[Data extracted from a collection]
====

PR #2921, opened 2026-07-03
fix(compose): gate skill fragments on group skill selection

michaelzetune:
## Type of Change

## Description

**What:** `composeGroupClaudeMd` inlined *every* skill's `instructions.md` into *every* group's `CLAUDE.md`, ignoring the group's skill selection. This gates the fragment loop on `container_configs.skills` (`string[] | 'all'`) — the same value `syncSkillSymlinks` already uses for the lazy skill mounts.

**Why:** The code already carried the `TODO (shared-source refactor): respect container.json skill selection`. Without the gate, a group that selected only some skills still got all instruction-shipping skills eagerly loaded into its context.

**How:** Read the selection from the container config row (default `'all'` when there's no row, matching `syncSkillSymlinks`'s fallback) and `continue` past unselected skills. Fragment-symlink reconciliation then prunes any now-deselected fragment on the next compose.

**Testing:** Added `src/claude-md-compose.fragments.test.ts` (selected-only, `'all'`, no-config default, and prune-on-deselect). `pnpm run build` clean; `vitest` green (4 new + 3 existing compose tests). Verified on a branch cut directly from `main`.

Tests live in a new `claude-md-compose.fragments.test.ts` to keep them focused; happy to fold them into the existing `claude-md-compose.test.ts` if you'd prefer.

### DIFF
--- a/src/claude-md-compose.fragments.test.ts
+++ b/src/claude-md-compose.fragments.test.ts
@@ -1,0 +1,113 @@
+import { describe, it, expect, vi, beforeEach, afterEach } from 'vitest';
+import fs from 'fs';
+import os from 'os';
+import path from 'path';
+
+// --- Mocks ---
+
+vi.mock('./log.js', () => ({
+  log: { info: vi.fn(), warn: vi.fn(), error: vi.fn(), debug: vi.fn() },
+}));
+
+let groupsDir = '';
+vi.mock('./config.js', () => ({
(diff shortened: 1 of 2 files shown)


michaelzetune:
Hey @gavrielc @gabi-simons, could I get a look at this?

michaelzetune:
Hey @gavrielc @gabi-simons, checking in again on this one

====

Activity >>
All that is needed is the exact run of lines above from the line containing "fix(compose): gate skill" through the line containing "the next compose.", both of them included.

Written reply >>
fix(compose): gate skill fragments on group skill selection

michaelzetune:
## Type of Change

## Description

**What:** `composeGroupClaudeMd` inlined *every* skill's `instructions.md` into *every* group's `CLAUDE.md`, ignoring the group's skill selection. This gates the fragment loop on `container_configs.skills` (`string[] | 'all'`) — the same value `syncSkillSymlinks` already uses for the lazy skill mounts.

**Why:** The code already carried the `TODO (shared-source refactor): respect container.json skill selection`. Without the gate, a group that selected only some skills still got all instruction-shipping skills eagerly loaded into its context.

**How:** Read the selection from the container config row (default `'all'` when there's no row, matching `syncSkillSymlinks`'s fallback) and `continue` past unselected skills. Fragment-symlink reconciliation then prunes any now-deselected fragment on the next compose.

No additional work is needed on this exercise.